RECORDS TO USE
########################################

PR #1798, opened 2024-12-15
renderer_vulkan: add support for Polygon draws

polybiusproxy:
The Polygon primitive type works by having a specified \**N\** amount of vertices and having the GPU figure out how to fill said primitive—this primitive type is obsolete by now so modern rendering APIs do not support this primitive.

To emulate this, we can use the same approach for quad lists; generate an index buffer on the CPU and draw as triangle lists. Specifically for polygons, we can triangulate these by anchoring the first vertex of the polygon and connecting it with the current and next vertices.

imagen

### DIFF
--- a/src/video_core/buffer_cache/buffer_cache.cpp
+++ b/src/video_core/buffer_cache/buffer_cache.cpp
@@ -235,24 +235,43 @@ bool BufferCache::BindVertexBuffers(
 }
 
 u32 BufferCache::BindIndexBuffer(bool& is_indexed, u32 index_offset) {
-    // Emulate QuadList primitive type with CPU made index buffer.
+    // Emulate QuadList and Polygon primitive types with CPU made index buffer.
     const auto& regs = liverpool->regs;
-    if (regs.primitive_type == AmdGpu::PrimitiveType::QuadList && !is_indexed) {
-        is_indexed = true;
+    if (!is_indexed) {
+        bool needs_index_buffer = false;
+        if (regs.primitive_type == AmdGpu::PrimitiveType::QuadList ||
+            regs.primitive_type == AmdGpu::PrimitiveType::Polygon) {
+            needs_index_buffer = true;
+        }
+
+        if (!needs_index_buffer) {
+            return regs.num_indices;
+        }
 
         // Emit indices.
         const u32 index_size = 3 * regs.num_indices;
         const auto [data, offset] = stream_buffer.Map(index_size);
-        Vulkan::LiverpoolToVK::EmitQuadToTriangleListIndices(data, regs.num_indices);
+
+        switch (regs.primitive_type) {
+        case AmdGpu::PrimitiveType::QuadList:
+            Vulkan::LiverpoolToVK::EmitQuadToTriangleListIndices(data, regs.num_indices);
+            break;
+        case AmdGpu::PrimitiveType::Polygon:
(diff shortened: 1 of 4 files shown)


src/video_core/buffer_cache/buffer_cache.cpp
```diff
@@ -251,6 +251,20 @@ u32 BufferCache::BindIndexBuffer(bool& is_indexed, u32 index_offset) {
...
+        const u32 index_size = 3 * regs.num_indices;
+        const auto [data, offset] = stream_buffer.Map(index_size);
+        Vulkan::LiverpoolToVK::EmitPolygonToTriangleListIndices(data, regs.num_indices);
+        stream_buffer.Commit();
+
+        // Bind index buffer.
+        const auto cmdbuf = scheduler.CommandBuffer();
+        cmdbuf.bindIndexBuffer(stream_buffer.Handle(), offset, vk::IndexType::eUint16);
+        return index_size / sizeof(u16);
+    }
```
squidbus, line 275: Think you should combine this into the previous QuadList case since all of the code is the same except the `EmitPolygonToTriangleListIndices` call, then just do a switch on the primitive type to call the right emit function.

src/video_core/buffer_cache/buffer_cache.cpp
```diff
@@ -288,6 +302,9 @@ u32 BufferCache::BindIndexBuffer(bool& is_indexed, u32 index_offset) {
         cmdbuf.bindIndexBuffer(stream_buffer.Handle(), offset, index_type);
         return new_index_size / index_size;
     }
+    if (regs.primitive_type == AmdGpu::PrimitiveType::Polygon) {
+        UNREACHABLE();
```
squidbus, line 311: Not sure if you want to tackle this now but I think it should be trivial to implement, basically translating an indexed draw is the same except instead of outputting `i` for example you would output `input_indices[i]`. See how `ConvertQuadToTriangleListIndices` is very similar to `EmitQuadToTriangleListIndices`.

squidbus:
Should also be added to this case btw since these don't work for DrawIndirect: https://github.com/shadps4-emu/shadPS4/blob/0fd1ab674bbb6b41f5cc6d46ca5ed4bcd6d6052c/src/video_core/renderer_vulkan/vk_rasterizer.cpp#L249

src/video_core/buffer_cache/buffer_cache.cpp
polybiusproxy: I'd rather wait until I can reach this unreachable as not many games use this primitive

src/video_core/buffer_cache/buffer_cache.cpp
```diff
@@ -235,25 +235,33 @@ bool BufferCache::BindVertexBuffers(
...
+
+        switch (regs.primitive_type) {
+        case AmdGpu::PrimitiveType::QuadList:
+            Vulkan::LiverpoolToVK::EmitQuadToTriangleListIndices(data, regs.num_indices);
+            break;
+        case AmdGpu::PrimitiveType::Polygon:
+            Vulkan::LiverpoolToVK::EmitPolygonToTriangleListIndices(data, regs.num_indices);
+            break;
+        default:
+            return regs.num_indices;
```
squidbus: I think the way this is laid out there's a bit of waste doing the stream buffer map, would be nice if we could terminate earlier if we don't need to generate a buffer.

squidbus (approved):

########################################

Output the material again, line for line.

TASK RESULT
PR #1798, opened 2024-12-15
renderer_vulkan: add support for Polygon draws

polybiusproxy:
The Polygon primitive type works by having a specified \**N\** amount of vertices and having the GPU figure out how to fill said primitive—this primitive type is obsolete by now so modern rendering APIs do not support this primitive.

To emulate this, we can use the same approach for quad lists; generate an index buffer on the CPU and draw as triangle lists. Specifically for polygons, we can triangulate these by anchoring the first vertex of the polygon and connecting it with the current and next vertices.

imagen

### DIFF
--- a/src/video_core/buffer_cache/buffer_cache.cpp
+++ b/src/video_core/buffer_cache/buffer_cache.cpp
@@ -235,24 +235,43 @@ bool BufferCache::BindVertexBuffers(
 }
 
 u32 BufferCache::BindIndexBuffer(bool& is_indexed, u32 index_offset) {
-    // Emulate QuadList primitive type with CPU made index buffer.
+    // Emulate QuadList and Polygon primitive types with CPU made index buffer.
     const auto& regs = liverpool->regs;
-    if (regs.primitive_type == AmdGpu::PrimitiveType::QuadList && !is_indexed) {
-        is_indexed = true;
+    if (!is_indexed) {
+        bool needs_index_buffer = false;
+        if (regs.primitive_type == AmdGpu::PrimitiveType::QuadList ||
+            regs.primitive_type == AmdGpu::PrimitiveType::Polygon) {
+            needs_index_buffer = true;
+        }
+
+        if (!needs_index_buffer) {
+            return regs.num_indices;
+        }
 
         // Emit indices.
         const u32 index_size = 3 * regs.num_indices;
         const auto [data, offset] = stream_buffer.Map(index_size);
-        Vulkan::LiverpoolToVK::EmitQuadToTriangleListIndices(data, regs.num_indices);
+
+        switch (regs.primitive_type) {
+        case AmdGpu::PrimitiveType::QuadList:
+            Vulkan::LiverpoolToVK::EmitQuadToTriangleListIndices(data, regs.num_indices);
+            break;
+        case AmdGpu::PrimitiveType::Polygon:
(diff shortened: 1 of 4 files shown)


src/video_core/buffer_cache/buffer_cache.cpp
```diff
@@ -251,6 +251,20 @@ u32 BufferCache::BindIndexBuffer(bool& is_indexed, u32 index_offset) {
...
+        const u32 index_size = 3 * regs.num_indices;
+        const auto [data, offset] = stream_buffer.Map(index_size);
+        Vulkan::LiverpoolToVK::EmitPolygonToTriangleListIndices(data, regs.num_indices);
+        stream_buffer.Commit();
+
+        // Bind index buffer.
+        const auto cmdbuf = scheduler.CommandBuffer();
+        cmdbuf.bindIndexBuffer(stream_buffer.Handle(), offset, vk::IndexType::eUint16);
+        return index_size / sizeof(u16);
+    }
```
squidbus, line 275: Think you should combine this into the previous QuadList case since all of the code is the same except the `EmitPolygonToTriangleListIndices` call, then just do a switch on the primitive type to call the right emit function.

src/video_core/buffer_cache/buffer_cache.cpp
```diff
@@ -288,6 +302,9 @@ u32 BufferCache::BindIndexBuffer(bool& is_indexed, u32 index_offset) {
         cmdbuf.bindIndexBuffer(stream_buffer.Handle(), offset, index_type);
         return new_index_size / index_size;
     }
+    if (regs.primitive_type == AmdGpu::PrimitiveType::Polygon) {
+        UNREACHABLE();
```
squidbus, line 311: Not sure if you want to tackle this now but I think it should be trivial to implement, basically translating an indexed draw is the same except instead of outputting `i` for example you would output `input_indices[i]`. See how `ConvertQuadToTriangleListIndices` is very similar to `EmitQuadToTriangleListIndices`.

squidbus:
Should also be added to this case btw since these don't work for DrawIndirect: https://github.com/shadps4-emu/shadPS4/blob/0fd1ab674bbb6b41f5cc6d46ca5ed4bcd6d6052c/src/video_core/renderer_vulkan/vk_rasterizer.cpp#L249

src/video_core/buffer_cache/buffer_cache.cpp
polybiusproxy: I'd rather wait until I can reach this unreachable as not many games use this primitive

src/video_core/buffer_cache/buffer_cache.cpp
```diff
@@ -235,25 +235,33 @@ bool BufferCache::BindVertexBuffers(
...
+
+        switch (regs.primitive_type) {
+        case AmdGpu::PrimitiveType::QuadList:
+            Vulkan::LiverpoolToVK::EmitQuadToTriangleListIndices(data, regs.num_indices);
+            break;
+        case AmdGpu::PrimitiveType::Polygon:
+            Vulkan::LiverpoolToVK::EmitPolygonToTriangleListIndices(data, regs.num_indices);
+            break;
+        default:
+            return regs.num_indices;
```
squidbus: I think the way this is laid out there's a bit of waste doing the stream buffer map, would be nice if we could terminate earlier if we don't need to generate a buffer.

squidbus (approved):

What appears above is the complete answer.